The first line of the data below and every line after it, through the one with "- add RouterKey", must be transcribed without change.

### Stored items
================================

PR #703, opened 2024-03-21
refactor: use tokens + custom interceptors instead of SSL

technicallyty:
## Overview

removes usage of SSL in favor of simple tokens. tokens can be generated like so: `openssl rand -hex 32`. they're just strings though, so any arbitrary token can be used. but using world-cli, we can enforce the usage of the above openssl command.

## Brief Changelog

- add RouterKey to config, required in prod mode
- added interceptors to all router clients/servers to inject/read keys before running the invoker/handler.

## Testing and Verifying

ran e2e-evm tests with and without router keys and saw the expected behavior.


evm/router/router.go
```diff
@@ -228,30 +223,22 @@ func (r *routerImpl) getConnectionForNamespace(ns string) (routerv1.MsgClient, e
...
-		RootCAs:    certPool,
-		MinVersion: tls.VersionTLS12,
-	}
+// intercepts grpc invocations and injects the router-routerKey.
+func (r *routerImpl) clientCallInterceptor(
+	ctx context.Context, method string, req, reply any, cc *grpc.ClientConn,
+	invoker grpc.UnaryInvoker, opts ...grpc.CallOption,
+) error {
+	md := metadata.New(map[string]string{"router-routerKey": r.routerKey})
+	ctx = metadata.NewOutgoingContext(ctx, md)
```
jerargus, line 241: This may be overly pedantic, but it would probably be safer to use:
```
ctx = metadata.AppendToOutgoingContext(ctx, "router-routerKey", r.routerKey)
```
To make sure you're not overwriting any existing metadata.

evm/sequencer/server.go
```diff
@@ -135,3 +111,27 @@ func (s *Sequencer) RegisterGameShard(
...
+	req any,
+	_ *grpc.UnaryServerInfo,
+	handler grpc.UnaryHandler,
+) (resp any, err error) {
+	md, ok := metadata.FromIncomingContext(ctx)
+	if !ok {
+		return nil, status.Errorf(codes.Unauthenticated, "missing metadata")
+	}
+
+	routerKey, ok := md["router-routerKey"]
```
jerargus, line 127: What about putting this "router-routerKey" as a constant in the evm/utils package that both the sequencer and router packages import?

evm/sequencer/server.go
```diff
@@ -135,3 +111,27 @@ func (s *Sequencer) RegisterGameShard(
...
+	if !ok || len(routerKey) == 0 {
```
jerargus, line 128: nit: the ok check is redundant here. If the key is missing, len(routerKey) will be 0.

jerargus (approved):
Left some optional changes.

cardinal/router/router.go
```diff
@@ -60,16 +61,17 @@ type router struct {
...
+func New(namespace, sequencerAddr, baseShardQueryAddr, routerKey string, provider Provider) (Router, error) {
+	rtr := &router{namespace: namespace, port: defaultPort, provider: provider, routerKey: routerKey}
 
-func New(namespace, sequencerAddr, baseShardQueryAddr string, provider Provider) (Router, error) {
-	rtr := &router{namespace: namespace, port: defaultPort, provider: provider}
-
-	conn, err := grpc.Dial(sequencerAddr, grpc.WithTransportCredentials(insecure.NewCredentials()))
+	conn, err := grpc.Dial(
+		sequencerAddr,
+		grpc.WithUnaryInterceptor(rtr.clientCallInterceptor),
```
smsunarto, line 72: Use `grpc.WithPerRPCCredentials` instead. 

As mentioned above, we should have a package that is both used by EVM and Cardinal with a router key struct type that implements the `grpc.PerRPCCredentials` interface (https://pkg.go.dev/google.golang.org/grpc/credentials#PerRPCCredentials).

This avoids hardcoding the metadata key individually that might become a footgun when we need to make a change to that in the fture.

Example: https://github.com/kelseyhightower/grpc-hello-service/blob/master/credentials/jwt/jwt.go

cardinal/router/router.go
```diff
@@ -146,3 +152,14 @@ func (r *router) Start() error {
 	r.serverAddr = listener.Addr().String()
 	return nil
 }
+
+// intercepts grpc invocations and injects the router-key.
+func (r *router) clientCallInterceptor(
```
smsunarto, line 157: This can be completely removed if you use the grpc.WithPerRPCCredentials option mentioned above.

cardinal/router/router_evm_server.go
```diff
@@ -30,13 +33,44 @@ type evmServer struct {
...
+	ctx context.Context,
+	req any,
+	_ *grpc.UnaryServerInfo,
+	handler grpc.UnaryHandler,
+) (resp any, err error) {
+	// we only want to guard the SendMessage method. not the query shard method.
+	if _, ok := req.(*routerv1.SendMessageRequest); !ok {
+		return handler(ctx, req)
+	}
+	md, ok := metadata.FromIncomingContext(ctx)
```
smsunarto, line 59: You can use the router key package/type mentioned above to add `jwt.FromIncomingContext` to obtain the token from the request context without having to hardcode "router-key" here.

evm/router/router.go
```diff
@@ -228,30 +223,22 @@ func (r *routerImpl) getConnectionForNamespace(ns string) (routerv1.MsgClient, e
 	addr := res.Address
 	conn, err := grpc.Dial(
 		addr,
-		grpc.WithTransportCredentials(r.creds),
+		grpc.WithUnaryInterceptor(r.clientCallInterceptor),
```
smsunarto, line 226: can also use grpc.WithPerRPCCredentials here too. If you want it to only be injected for a specific rpc endpoint, you can inject `grpc.PerRPCCredentials` as the call option for that rpc endpoint.

cardinal/config.go
```diff
@@ -42,6 +42,8 @@ type WorldConfig struct {
 	CardinalLogLevel          string  `config:"CARDINAL_LOG_LEVEL"`
 	StatsdAddress             string  `config:"STATSD_ADDRESS"`
 	TraceAddress              string  `config:"TRACE_ADDRESS"`
+	// RouterKey is a JWT token used to secure communications between the game shard and the base shard.
```
smsunarto, line 45: This is technically not a JWT token, a JWT token would need to be signed by the server during an authentication process. This is more like a normal API key, which is fine, but the comment needs to be corrected.

smsunarto (changes requested):
Also nothing here that we should figure out a way to make this process of generating a JWT token and injecting it seamless via World CLI.

evm/router/router.go
technicallyty: whoops, that darn refactor tool!

technicallyty: will address that as well

cardinal/router/router.go
```diff
@@ -126,6 +128,10 @@ func (r *router) SubmitTxBlob(
 	return eris.Wrap(err, "")
 }
 
+func (r *router) TransactionIterator() iterator.Iterator {
```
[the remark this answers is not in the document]
technicallyty: unrelated to or, its just relocated method

evm/router/router.go
technicallyty: client call interceptors have been removed for PerRPCCredential option.

evm/sequencer/server.go
technicallyty: done. placed it in the rift package.

evm/sequencer/server.go
technicallyty: addressed

cardinal/config.go
```diff
@@ -58,6 +60,9 @@ func (w WorldConfig) Validate() error {
 		return eris.New("must supply BASE_SHARD_SEQUENCER_ADDRESS and BASE_SHARD_QUERY_ADDRESS for production " +
 			"mode Cardinal worlds")
 	}
+	if w.RouterKey == "" {
+		return eris.New("must supply ROUTER_KEY for production mode Cardinal worlds")
```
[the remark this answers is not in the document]
technicallyty: what do you suggest? i wasnt sure if i wanted to enforce any single format so people could generate any type of key they want.

cardinal/router/router.go
technicallyty: done

cardinal/config.go
technicallyty: removed `JWT` from the comment

cardinal/config.go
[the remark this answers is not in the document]
technicallyty: optimism uses length 32 openssl keys: https://docs.optimism.io/builders/node-operators/tutorials/testnet#create-a-jwt-secret

and it looks like thats what zul is doing in the CLI PR. should we just enforce a length 32 key of only alphanumerics?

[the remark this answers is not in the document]
smsunarto: sure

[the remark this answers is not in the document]
technicallyty: done [validation of key](https://github.com/Argus-Labs/world-engine/pull/703/commits/d91e18a7f62157541934de0a228381de95618a19)

technicallyty:
fixing some tests

technicallyty:
done

evm/app/plugins.go
```diff
@@ -1,35 +1,31 @@
...
-	certPath := os.Getenv("SERVER_CERT_PATH")
-	keyPath := os.Getenv("SERVER_KEY_PATH")
-	if certPath == "" || keyPath == "" {
-		logger.Info("running shard sequencer without SSL certs")
-		app.ShardSequencer = sequencer.NewShardSequencer()
+	routerKey := os.Getenv("ROUTER_KEY")
+	var sequencerOpts []sequencer.Option
+	var routerOpts []router.Option
+	if routerKey == "" {
+		app.Logger().Debug("WARNING: starting the EVM base shard in insecure mode. No ROUTER_KEY provided")
```
jerargus, line 19: Why not emit this at the warning level, instead of prefixing this "WARNING" string?

jerargus, line 19: Is this a zerolog? I think you need to end the line with "Msg" to actually emit the log.

jerargus, line 19: The previous version of this code used log.Logger instaed of app.Logger(). Any particular reason you're switching?

jerargus (approved):

evm/app/plugins.go
technicallyty: cosmos SDK for some reason doesn't have a warning level lol. its just INFO, ERROR, or DEBUG. 🤷🏻

technicallyty: it's cosmossdk.io/log

technicallyty: just better to use the cosmos sdk logger so all the logs show up as expected and in the same format

cardinal/router/router_evm_server.go
smsunarto: I don't think this is resolved yet. I don't think this is resolved yet.

You can just add `FromIncomingContext` to the credentials package so you don't have to do `routerKey[md.credentials.TokenKey]`

rift/credentials/creds.go
```diff
@@ -0,0 +1,44 @@
...
+
+var (
+	TokenKey = "router_key"
+
+	_ credentials.PerRPCCredentials = &simpleTokenCredential{}
+
+	routerKeyRegexp = regexp.MustCompile(`^[a-zA-Z0-9]{64}$`)
+)
+
+type simpleTokenCredential struct {
```
smsunarto, line 19: nit: just call it `tokenCredential`, I don't think "simple" really gives us anything here.

smsunarto (changes requested):

cardinal/router/router_evm_server.go
technicallyty: just to clarify, you want the credentials package to extract the key from the ctx and return it to the `serverCallInterceptor` method?

rift/credentials/creds.go
technicallyty: fixed

smsunarto (approved):

PR #705, opened 2024-03-22
feat(nakama): Add SIWE login method

jerargus:
Closes: WORLD-905

## Overview

Enable SIWE authentication for Nakama. See the [design doc](https://www.notion.so/arguslabs/Ethereum-Login-for-Nakama-c453e4ac301c41cba81cc2c8dedeadb0) for more context on how this is implemented.

Since SIWE isn't directly supported by Nakama, we use the AuthenticateCustom handler. This handler can be expanded in the future to support other login methods. The vars["type"] field specifies what login method to use.

The majority of the new code is in relay/nakama/siwe/siwe.go. The two main function of that package are to:
1. Generate a new SIWE message that can later be signed by a client and 
2. Validate a given SIWE message and signature. 

## Brief Changelog

- Move the AdminAccountID constant to the utils package
- Expand the e2e test client to also support SIWE
- Update the fake nakama storage helper to reject Value fields that are not JSON serialized (this matches the behavior of the runtime.NakamaModule).
- Update the fake nakama storage helper to better align with how Nakama handles storage object versions.

## Testing and Verifying

- Unit tests added for the siwe package
- And end to end test added to make sure SIWE can be used to authenticate a user.


jerargus:
I misjudged how difficult it would be to test the custom auth handlers. I'm going to split the HandleSIWE handler into two methods.

relay/nakama/custom_auth.go
smsunarto, line 1: It's probably cleaner to put this in a separate `auth` package where each auth handler (i.e. `handleSIWE`) have its own file.

relay/nakama/custom_auth.go
```diff
@@ -0,0 +1,98 @@
...
+	signInWithEthereumType = "siwe"
+)
+
+var (
+	ErrBadCustomAuthType = errors.New("bad custom auth type")
+)
+
+func initCustomAuthentication(initializer runtime.Initializer) error {
+	if err := initializer.RegisterBeforeAuthenticateCustom(handleCustomAuthentication); err != nil {
+		return eris.Wrap(err, "failed to init siwe authentication")
```
smsunarto, line 28: nit: while this is true for now, when we start adding more custom authentication this error message is no longer valid. It's better for this to be `failed to register custom authentication handlers` the `failed to init siwe authentication` can then be bubbled up from the `if authType == signInWithEthereumType` block by wrapping the error from handler.

relay/nakama/custom_auth.go
```diff
@@ -0,0 +1,98 @@
...
+	return nil
+}
+
+func handleCustomAuthentication(
+	ctx context.Context,
+	logger runtime.Logger,
+	_ *sql.DB,
+	nk runtime.NakamaModule,
+	in *api.AuthenticateCustomRequest) (*api.AuthenticateCustomRequest, error) {
+	authType := in.GetAccount().GetVars()["type"]
```
smsunarto, line 39: it's probably cleaner to have this be a utils function that also validates the authType and return an error if it's not a valid auth type.

relay/nakama/custom_auth.go
```diff
@@ -0,0 +1,98 @@
...
+
+func handleSIWE(
+	ctx context.Context,
+	logger runtime.Logger,
+	nk runtime.NakamaModule,
+	in *api.AuthenticateCustomRequest,
+) (
+	*api.AuthenticateCustomRequest, error,
+) {
+	signerAddress := in.GetAccount().GetId()
```
smsunarto, line 55: should this be extracted to a `validateAuthRequest`?

relay/nakama/custom_auth.go
```diff
@@ -0,0 +1,98 @@
...
+	signature := in.GetAccount().GetVars()["signature"]
+	message := in.GetAccount().GetVars()["message"]
+
+	if signerAddress == "" {
```
smsunarto, line 59: should probably just check the fields individually then errors.Join(...) it

relay/nakama/custom_auth.go
```diff
@@ -0,0 +1,98 @@
...
+			logger, siwe.ErrMissingSignature, codes.InvalidArgument, "missing field")
+		return nil, err
+	}
+	if signature != "" && message == "" {
+		_, err := utils.LogErrorWithMessageAndCode(
+			logger, siwe.ErrMissingMessage, codes.InvalidArgument, "missing field")
+		return nil, err
+	}
+
+	if signature != "" && message != "" {
```
smsunarto, line 75: trust your validator

relay/nakama/custom_auth.go
```diff
@@ -0,0 +1,98 @@
...
+		// The user has provided a signature and a message. Attempt to authenticate the user.
+		if err := siwe.ValidateSignature(ctx, nk, signerAddress, message, signature); err != nil {
+			_, err = utils.LogErrorWithMessageAndCode(
+				logger, siwe.ErrMissingMessage, codes.Unauthenticated, "authentication failed")
+			return nil, err
+		}
+		return in, nil
+	}
+
+	// The signature and message is empty. Generate a new SIWE message for the user.
```
smsunarto, line 85: This might be a personal preference, but I typically think error states like this should be handled first and terminates the function earlier before going with the happy path

relay/nakama/siwe/siwe.go
```diff
@@ -0,0 +1,276 @@
...
+// GenerateResult will be serialized to JSON and sent back to a client. The client must sign the message in the
+// SIWEMessage field, and resubmit their authentication request.
+type GenerateResult struct {
+	SIWEMessage string `json:"siwe_message"`
+}
+
+// nonceStorageObj is the struct that is serizlied to JSON and saved to the Nakama storage layer. Each signer address
+// maps to a different nonceStorageObj. A signature is valid if the nonce contained in the signed message does NOT
+// already have an entry in this object.
+type nonceStorageObj struct {
```
smsunarto, line 51: on a separate note, we should probably consolidate all Nakama storage stuff into a single `storage` package

relay/nakama/siwe/siwe.go
```diff
@@ -0,0 +1,276 @@
...
+func makeOptions() map[string]any {
+	now := time.Now().UTC()
+	return map[string]any{
+		"issuedAt":       now.Format(time.RFC3339),
+		"expirationTime": now.Add(DefaultTimeout).Format(time.RFC3339),
+		"statement":      DefaultStatement,
+	}
+}
+
+func makeNonce() (string, error) {
```
smsunarto, line 270: nit: this should be `generateNonce` so as to not be confused with a regular constructor

relay/nakama/siwe/siwe.go
```diff
@@ -0,0 +1,276 @@
...
+
+	var nonceObj nonceStorageObj
+	if err := json.Unmarshal([]byte(objs[0].GetValue()), &nonceObj); err != nil {
+		return nil, eris.Wrap(err, "failed to unmarshal nonces")
+	}
+	nonceObj.Version = objs[0].GetVersion()
+	return &nonceObj, nil
+}
+
+func makeOptions() map[string]any {
```
smsunarto, line 261: nit: seems like people like to use `new<...>` prefix for constructor

relay/nakama/siwe/siwe.go
smsunarto: i would also note here that this is not to be confused with the cardinal tx nonce

relay/nakama/siwe/siwe.go
```diff
@@ -0,0 +1,276 @@
...
+	issuedAt, err := time.Parse(time.RFC3339, msg.GetIssuedAt())
+	if err != nil {
+		return nil, eris.New("failed to parse issued at time")
+	}
+	if time.Now().Before(issuedAt) {
+		return nil, eris.New("message must be issued in the past")
+	}
+
+	delta := expTime.Sub(issuedAt)
+	if delta > DefaultTimeout {
```
smsunarto, line 128: why do we need this when we already have expiration time?

smsunarto (changes requested):

relay/nakama/custom_auth.go
jerargus: I'm not sure what you mean by cleaner here. Do you think the chaining of GetAccount().GetVars() isn't clear? 

Regarding validation, the validation code is essentially going to be a duplicate of the code below that identifies and calls the correct handler. The handler identification code will still need to end with a ErrBadCustomAuthType.

relay/nakama/siwe/siwe.go
jerargus: I added a triage ticket to consolidate the common storage object operations: https://linear.app/arguslabs/issue/WORLD-991/consolidate-nakama-storage-object-operations.

I'll add a note about the cardinal tx nonces.

relay/nakama/siwe/siwe.go
jerargus: This check means we're only going to accept SIWE messages that are valid for at most a 5 minute window. The messages we generate conform to this requirement, but there's nothing preventing a user from constructing their own SIWE Message with a much longer valid window. I want to avoid a situation where a user makes a SIWE Message that is valid from time 0 to the heat death of the universe.

relay/nakama/custom_auth.go
jerargus: done

relay/nakama/custom_auth.go
jerargus: I updated the comment to not include the siwe part, however we don't have the option of emitting a separate error for each custom authentication type. The RegisterBeforeAuthenticateCustom only supports registering a single function, so as we add on more custom authentication types, they will all have to go into the same handler.

relay/nakama/custom_auth.go
jerargus: I moved the SIWE validation into a dedicated validateSIWE helper. I'd rather not make a single validateAuthRequest that is meant to validate different custom auth types. I think the authentication for specific handlers should be called in the handlers themselves.

relay/nakama/custom_auth.go
jerargus: done

relay/nakama/custom_auth.go
jerargus: done

relay/nakama/custom_auth.go
jerargus: done. Error/siwe generation has been moved up. The last operation in this function is now the successful authentication of a user.

relay/nakama/siwe/siwe.go
jerargus: done

relay/nakama/siwe/siwe.go
jerargus: done

smsunarto (approved):

relay/nakama/siwe/siwe.go
```diff
@@ -0,0 +1,278 @@
...
+		Nonce:     msg.GetNonce(),
+		ExpiredAt: expTime,
+		IssuedAt:  issuedAt,
+	}, nil
+}
+
+// useNonce attempts to use the given nonce for the given signer address. If an identical nonce has been used, and
+// that nonce has not yet expired, useNonce will return false. A return value of (true, nil) means the nonce was
+// successfully used.
+func useNonce(
```
technicallyty, line 143: a little confused on the multiple nonces stuff. can you explain?

relay/nakama/siwe/siwe.go
```diff
@@ -0,0 +1,278 @@
...
+	"github.com/ethereum/go-ethereum/crypto"
+	"github.com/heroiclabs/nakama-common/runtime"
+	"github.com/rotisserie/eris"
+	"github.com/spruceid/siwe-go"
+
+	"pkg.world.dev/world-engine/relay/nakama/utils"
+)
+
+const (
+	// TODO: This static domain and URI should be configurable via an environment variable.
```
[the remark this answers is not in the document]
jerargus: done

relay/nakama/siwe/siwe.go
jerargus: I tried to clarify this comment. If it's still not clear, let's jump on a call and talk about what's confusing. Then I'll take another swing and the phrasing.

technicallyty: that helps. all good here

================================

### WRITTEN SOLUTION
PR #703, opened 2024-03-21
refactor: use tokens + custom interceptors instead of SSL

technicallyty:
## Overview

removes usage of SSL in favor of simple tokens. tokens can be generated like so: `openssl rand -hex 32`. they're just strings though, so any arbitrary token can be used. but using world-cli, we can enforce the usage of the above openssl command.

## Brief Changelog

- add RouterKey to config, required in prod mode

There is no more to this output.